Immunotherapy with a combination of intravenous immune globulin and p4 peptide rescues mice from postinfluenza pneumococcal pneumonia.

机构信息

Department of Infectious Diseases, St. Jude Children's Research Hospital, 262 Danny Thomas Place, Memphis, TN 38105, USA.

出版信息

Antimicrob Agents Chemother. 2011 May;55(5):2276-81. doi: 10.1128/AAC.00057-11. Epub 2011 Mar 7.

DOI:10.1128/AAC.00057-11
PMID:21383090
原文链接:https://pmc.ncbi.nlm.nih.gov/articles/PMC3088253/
Abstract

Alternate therapies are needed for treatment of secondary bacterial pneumonia following influenza. The immunomodulatory peptide P4 has shown promise in mouse models of primary pneumococcal infection. Mice infected with influenza virus and then challenged with Streptococcus pneumoniae were treated with a combination of P4 peptide and intravenous immune globulin. Survival was improved from 20% to 80% in treated mice relative to controls. Clinical cure correlated with increased clearance of bacteria and decreased lung consolidation. Greater trafficking of professional phagocytic cells to the site of pneumococcal infection coupled with enhanced opsonophagocytosis as manifest by decreased surface display of Fcγ receptors (FcγR) on neutrophils and macrophages were associated with P4 peptide treatment. This suggests that the mechanism of action for improved clearance of bacteria engendered by P4 is through improved uptake by phagocytes mediated by IgG Fc-Fcγ receptor interactions following antibody-mediated opsonophagocytosis of bacteria. Antibody-based therapies, when coupled with immune modulators, such as P4 peptide, may be an effective tool together with antibiotics in our armamentarium against severe pneumonia.

摘要

对于流感后继发的细菌性肺炎,需要替代疗法。
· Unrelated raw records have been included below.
PR #17087, opened 2017-07-26
Use `python-requests` library, if installed, to support broad http(s) scenarios including Basic Authentication

NanSoftStu:
Use `python-requests` ([Python HTTP Requests for Humans](https://github.com/requests/requests)) , if installed, to enable additional scenarios as Basic Authentication, permit self-signed SSL certs, and other advanced scenarios.

A new optional parameter  `url_params` is added into `read_csv`, `read_html`, `read_excel` and `read_json` to allow passing in either a dict containing authentication, etc or even a requests session. It also allows passing in basic auth in url: http://<usr>:<pwd>@<fqdn>:<port>/  and fixes #Issue #16910 Also, better handling of specified `:<port>` in url.

If `python-requests` library is not installed, existing behavior prior to this check-in should continue as-is, which directly calls `urllib\urllib3`

 - [x] closes #16910, #16716
 - [x] tests added / passed
 - [x] passes ``git diff upstream/master -u -- "*.py" | flake8 --diff``
 - [x] whatsnew entry

PR #21504, opened 2018-06-15
wrap urlopen with requests

### LINKED ISSUE #16716: read_csv from HTTPs + basic-auth + custom port throws an error (urlopen error)

```python
import pandas as pd
df = pd.read_csv('https://user-name:pwd@my.fqdn.com:8080/get_content.csv')
# fails with urlopen error [Errno 11003] getaddrinfo failed Python2.7 as well as Python 3.x
```
#### Problem description

HTTPS basic auth is very common. This URL format works in Excel, other text editors, etc.  This url works in `requests ` library.  It seems like the scenario doesnt work because the underlying `urlopen` doesnt work
```python
# I think it fails because the underlying code here fails in pandas/io/common.py:
from urllib2 import urlopen as _urlopen
b = _urlopen('https://un-name:pwd@my.fqdn.com:8080/get_content.csv')
# fails with urlopen error [Errno 11003] getaddrinfo failed
```

see [stackoverflow issue urllib basic auth](https://stackoverflow.com/questions/635113/python-urllib2-basic-http-authentication-and-tr-im)
Only way to overcome this is using `requests` + `StringIO` ?

#### Expected Output
be able to get a CSV loaded dataframe

<details>
python: 2.7.13.final.0
python-bits: 64
pandas: 0.20.1
</details>

ocefpaf:
- [X] closes #16716
- [ ] tests added / passed
- [ ] whatsnew entry

Alternative to https://github.com/pandas-dev/pandas/pull/17087

I'll write the whatsnew entry, tests, and the session option for `html`, `json`, and `excel` if this path is OK with the devs.

Ping @skynss who is the original author of #17087 and @gfyoung who reviewed it.

Note that the main difference in this approach is that I made the option slightly simpler by allowing only the `session` instead of `http_params`.

You can see an example of this in action in:

http://nbviewer.jupyter.org/urls/gist.githubusercontent.com/ocefpaf/d6e9ab2c3569ff8fa181fc7885b6524d/raw/5d868fd4cbe2b81f84ccab7760b80251ef6e4651/pandas_test.ipynb

### DIFF
--- a/pandas/io/common.py
+++ b/pandas/io/common.py
@@ -104,7 +104,7 @@ def _urlopen(url, session=None):
             r = session.get(url)
         else:
             r = requests.get(url)
-        r.raise_for_status
+        r.raise_for_status()
         content = r.content
     except ImportError:
         r = urlopen(url)
--- a/pandas/io/common.py
+++ b/pandas/io/common.py
@@ -215,6 +215,14 @@ def get_filepath_or_buffer(filepath_or_buffer, encoding=None,
                          or buffer
     encoding : the encoding to use to decode py3 bytes, default is 'utf-8'
     mode : str, optional
+    compression : {'infer', 'gzip', 'bz2', 'zip', 'xz', None}, default 'infer'
+        For on-the-fly decompression of on-disk data. If 'infer' and
+        `filepath_or_buffer` is path-like, then detect compression from the
+        following extensions: '.gz', '.bz2', '.zip', or '.xz' (otherwise no
+        decompression). If using 'zip', the ZIP file must contain only one data
+        file to be read in. Set to None for no decompression.
+
+    .. versionadded:: 0.18.1 support for 'zip' and 'xz' compression.
 
     Returns
     -------
--- a/pandas/io/common.py
+++ b/pandas/io/common.py
@@ -30,14 +30,13 @@ _NA_VALUES = {'-1.#IND', '1.#QNAN', '1.#IND', '-1.#QNAN', '#N/A N/A', '#N/A',
 
 if compat.PY3:
     from urllib.request import urlopen, pathname2url
-    _urlopen = urlopen
     from urllib.parse import urlparse as parse_url
     from urllib.parse import (uses_relative, uses_netloc, uses_params,
                               urlencode, urljoin)
     from urllib.error import URLError
     from http.client import HTTPException  # noqa
 else:
-    from urllib2 import urlopen as _urlopen
+    from urllib2 import urlopen as urlopen2
     from urllib import urlencode, pathname2url  # noqa
     from urlparse import urlparse as parse_url
     from urlparse import uses_relative, uses_netloc, uses_params, urljoin
@@ -46,10 +45,10 @@ else:
     from contextlib import contextmanager, closing  # noqa
     from functools import wraps  # noqa
 
-    # @wraps(_urlopen)
+    # @wraps(urlopen2)
     @contextmanager
     def urlopen(*args, **kwargs):
-        with closing(_urlopen(*args, **kwargs)) as f:
+        with closing(urlopen2(*args, **kwargs)) as f:
             yield f
 
 
@@ -89,6 +88,34 @@ def _is_url(url):
         return parse_url(url).scheme in _VALID_URLS
     except Exception:
         return False
+
+
+def _urlopen(url, session=None):
+    compression = None
+    content_encoding = None
+    try:
+        import requests
+        if session:
+            if not isinstance(session, requests.sessions.Session):
+                raise ValueError(
+                    'Expected a requests.sessions.Session object, '
+                    'got {!r}'.format(session)
+                )
+            r = session.get(url)
+        else:
+            r = requests.get(url)
+        r.raise_for_status
+        content = r.content
+    except ImportError:
+        r = urlopen(url)
+        content = r.read()
+        content_encoding = r.headers.get('Content-Encoding', None)
+    r.close()
+    if content_encoding == 'gzip':
+        # Override compression based on Content-Encoding header.
+        compression = 'gzip'
+    reader = BytesIO(content)
+    return reader, compression
 
 
 def _expand_user(filepath_or_buffer):
@@ -177,7 +204,7 @@ def is_gcs_url(url):
 
 
 def get_filepath_or_buffer(filepath_or_buffer, encoding=None,
-                           compression=None, mode=None):
+                           compression=None, mode=None, session=None):
     """
     If the filepath_or_buffer is a url, translate and return the buffer.
     Otherwise passthrough.
@@ -199,13 +226,7 @@ def get_filepath_or_buffer(filepath_or_buffer, encoding=None,
     filepath_or_buffer = _stringify_path(filepath_or_buffer)
 
     if _is_url(filepath_or_buffer):
-        req = _urlopen(filepath_or_buffer)
-        content_encoding = req.headers.get('Content-Encoding', None)
-        if content_encoding == 'gzip':
-            # Override compression based on Content-Encoding header
-            compression = 'gzip'
-        reader = BytesIO(req.read())
-        req.close()
+        reader, compression = _urlopen(filepath_or_buffer, session=session)
         return reader, encoding, compression, True
 
     if is_s3_url(filepath_or_buffer):
--- a/pandas/io/common.py
+++ b/pandas/io/common.py
@@ -106,11 +106,11 @@ def _urlopen(url, session=None):
             r = requests.get(url)
         r.raise_for_status()
         content = r.content
+        r.close()
     except ImportError:
-        r = urlopen(url)
-        content = r.read()
-        content_encoding = r.headers.get('Content-Encoding', None)
-    r.close()
+        with urlopen(url) as r:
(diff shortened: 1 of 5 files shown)


pandas/io/common.py
```diff
@@ -47,10 +46,10 @@
     from contextlib import contextmanager, closing  # noqa
     from functools import wraps  # noqa
 
-    # @wraps(_urlopen)
+    # @wraps(urlopen2)
     @contextmanager
     def urlopen(*args, **kwargs):
-        with closing(_urlopen(*args, **kwargs)) as f:
+        with closing(urlopen2(*args, **kwargs)) as f:
```
ocefpaf: I'm not sure this workaround is used anywhere.
Maybe we can remove this?

pandas/io/common.py
```diff
@@ -92,6 +91,34 @@ def _is_url(url):
         return False
 
 
+def _urlopen(url, session=None):
+    compression = None
+    content_encoding = None
+    try:
+        import requests
```
ocefpaf: There is no need to check if `requests` is installed when using a `session` object b/c `requests` is needed to create the object, this is slitly simpler than the approach in #17087 and introduces less code to maintain.

pandas/io/common.py
```diff
@@ -192,13 +219,7 @@ def get_filepath_or_buffer(filepath_or_buffer, encoding=None,
...
 
     if _is_url(filepath_or_buffer):
-        req = _urlopen(filepath_or_buffer)
-        content_encoding = req.headers.get('Content-Encoding', None)
-        if content_encoding == 'gzip':
-            # Override compression based on Content-Encoding header
-            compression = 'gzip'
-        reader = BytesIO(req.read())
-        req.close()
+        reader, compression = _urlopen(filepath_or_buffer, session=session)
```
ocefpaf: `compression` is not mentioned in the docs and I wonder if `session` should.
If so we can use the template/Appender approach, just not sure how to do that in a clean way.

pandas/io/common.py
```diff
@@ -92,6 +91,34 @@ def _is_url(url):
...
+        if session:
+            if not isinstance(session, requests.sessions.Session):
+                raise ValueError(
+                    'Expected a requests.sessions.Session object, '
+                    'got {!r}'.format(session)
+                )
+            r = session.get(url)
+        else:
+            r = requests.get(url)
+        r.raise_for_status
```
gfyoung: What does this line do?

pandas/io/common.py
gfyoung: 1) `compression` should be mentioned in the docs.  Would be great to add that.
2) Given my first point, `session` should be as well.

And yes, template / Appender approach sounds like a good idea!

pandas/io/common.py
ocefpaf: NP. I'll leave it there. Just renamed the `urlopen` variants to try to make it a little bit clear of what is going on.

pandas/io/common.py
ocefpaf: I need some guidance on how to do this when crossing modules, `common.py` in `get_filepath_or_buffer` and `parsers.py` for all the parsers defined in `_parser_params`.

The options are:

| options               | `get_filepath_or_buffer`    | `_parser_params`  |
|-----------------------|-----------------------------|-------------------|
| `filepath_or_buffer`  |  present                    | NA                |
| `mode`                |  present                    | NA                |
| `encoding`            |  present                    | present           |
| `compression`         |  missing (added in this PR) | present           |
| `session`             |  missing                    | present           |

It is unclear to me how to fix this. Some questions I have:
- Should the `compression` and `encoding` docstring be standardized?
- If yes on the question above what is the best strategy for this? Should `encoding`, `compression`, and `session` be defined in `common.py` and imported in `parsers.py` for appending in `_parser_params`? Or the other way around?

My guess is that I should do get the common options from `parser.py` and add it to `common.py` like:

```python

_common_params = r"""
Parameters
----------
encoding : str, default None
    Encoding to use for UTF when reading/writing (ex. 'utf-8'). `List of Python
    standard encodings
    <https://docs.python.org/3/library/codecs.html#standard-encodings>`_
session : requests.Session
    object with the a requests session configuration for remote file.
    (requires the requests library)
compression : {'infer', 'gzip', 'bz2', 'zip', 'xz', None}, default 'infer'
    For on-the-fly decompression of on-disk data. If 'infer' and
    `filepath_or_buffer` is path-like, then detect compression from the
    following extensions: '.gz', '.bz2', '.zip', or '.xz' (otherwise no
    decompression). If using 'zip', the ZIP file must contain only one data
    file to be read in. Set to None for no decompression.

    .. versionadded:: 0.18.1 support for 'zip' and 'xz' compression.
"""
```

Then compose the `get_filepath_or_buffer` with the missing `filepath_or_buffer` and `mode`, and later `import` `_common_params` in `parsers.py` to compose `_parser_params`. Does that sound OK?

PS: if that is correct I'd prefer if a pandas doc expert did this instead of me, I'm kind of lost in the `docstrings` and `Appender`s :smile:

pandas/io/common.py
ocefpaf: It will raise an exception if there is any issue reading the URL (any non-200 OK status).

gfyoung: But don't you need to actually call the function?  i.e. `r.raise_for_status()` (with parentheses)

ocefpaf: Yep. I totally forgot that when copying-and-pasting :smile:

rsignell-usgs:
Tested this on a username/password protected CSV endpoint and it's working!
```python
import requests
session = requests.sessions.Session()
session.auth = ('Nope', 'NoWay!')
url = 'https://cgoms.coas.oregonstate.edu/erddap/tabledap/CE01ISSM-BUOY-001-GPS.csv'

import pandas as pd
df = pd.read_csv(url, session=session)
```

pandas/io/excel.py
```diff
@@ -304,7 +304,8 @@ def read_excel(io,
                **kwds):
 
     if not isinstance(io, ExcelFile):
-        io = ExcelFile(io, engine=engine)
+        session = kwds.get('session', None)
```
jreback: just list session as a kwarg in read_excel (and in ExcelFile), then just pass it in

pandas/io/json/json.py
```diff
@@ -406,6 +406,7 @@ def read_json(path_or_buf=None, orient=None, typ='frame', dtype=True,
     compression = _infer_compression(path_or_buf, compression)
     filepath_or_buffer, _, compression, should_close = get_filepath_or_buffer(
         path_or_buf, encoding=encoding, compression=compression,
+        session=session,
```
jreback: add a versionadded tag when you add session

pandas/io/parsers.py
```diff
@@ -297,6 +297,9 @@
     If a filepath is provided for `filepath_or_buffer`, map the file object
     directly onto memory and access the data directly from there. Using this
     option can improve performance because there is no longer any I/O overhead.
+session : requests.Session
+    object with the a requests session configuration for remote file.
+    (requires the requests library)
```
jreback: add a versionadded tag

jreback (changes requested):

WillAyd:
@ocefpaf can you address latest comments and merge in changes from master?

WillAyd:
Can you merge master?

WillAyd:
You are better off doing the following on your branch locally:

```bash
git fetch upstream
git merge upstream/master
```

That retains the history of comments on GitHub so makes it easier to track.

Looks like you have some test failures with the latest push - if you could take a look would be great

ocefpaf:
> You are better off doing the following on your branch locally:
> 
> ```shell
> git fetch upstream
> git merge upstream/master
> ```

That is what I did :-/

> Looks like you have some test failures with the latest push - if you could take a look would be great

I'll take a look ASAP.

WillAyd:
> That is what I did :-/

Hmm OK. Saw the force push here so that's why I thought you had done something else. Shouldn't need the `-f` flag when you do it this way

datapythonista:
@ocefpaf CI is red, can you fix any problem, and push again so there are no tests failures.

ocefpaf:
> @ocefpaf CI is red, can you fix any problem, and push again so there are no tests failures.

I believe that when I first submitted this PR the [`with-statement` wrapper](https://github.com/pandas-dev/pandas/pull/21504/files#r195869676) was not used or untested, that is why it passed. I tried to fix that but my Python knowledge and time is limited to do it before the end of the year. If anyone has an idea please let me know. (IMHO I would remove the wrapper b/c it will be removed anyway when pandas drop py27.)

datapythonista:
Not sure what the problem is. I'll close this for now, as we can't merge with the conflicts and the CI in red, but if you find a solution for what you said, feel free to reopen.

ocefpaf:
> Not sure what the problem is. I'll close this for now, as we can't merge with the conflicts and the CI in red, but if you find a solution for what you said, feel free to reopen.

Would you be interested in a Python 3 only version of this PR? That is working and I guess that all the Python 2.7 code will be removed soon anyway.

WillAyd:
@ocefpaf we drop Py2 support for 0.25 so sure I think Python 3 only is fine for that milestone onwards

免疫调节肽 P4 在原发性肺炎球菌感染的小鼠模型中显示出良好的效果。感染流感病毒的小鼠然后用肺炎链球菌进行攻毒,并用 P4 肽和静脉免疫球蛋白联合治疗。与对照组相比,治疗组小鼠的存活率从 20%提高到 80%。临床治愈与清除细菌和减少肺实变有关。专业吞噬细胞向肺炎球菌感染部位的转移增加,以及通过中性粒细胞和巨噬细胞表面 Fcγ 受体 (FcγR) 表达减少而表现出的调理吞噬作用增强,与 P4 肽治疗有关。这表明,P4 促进细菌清除的作用机制是通过抗体调理吞噬作用后 IgG Fc-Fcγ 受体相互作用介导的吞噬细胞摄取能力提高。将基于抗体的疗法与免疫调节剂(如 P4 肽)结合使用,可能是抗生素之外对抗严重肺炎的有效工具。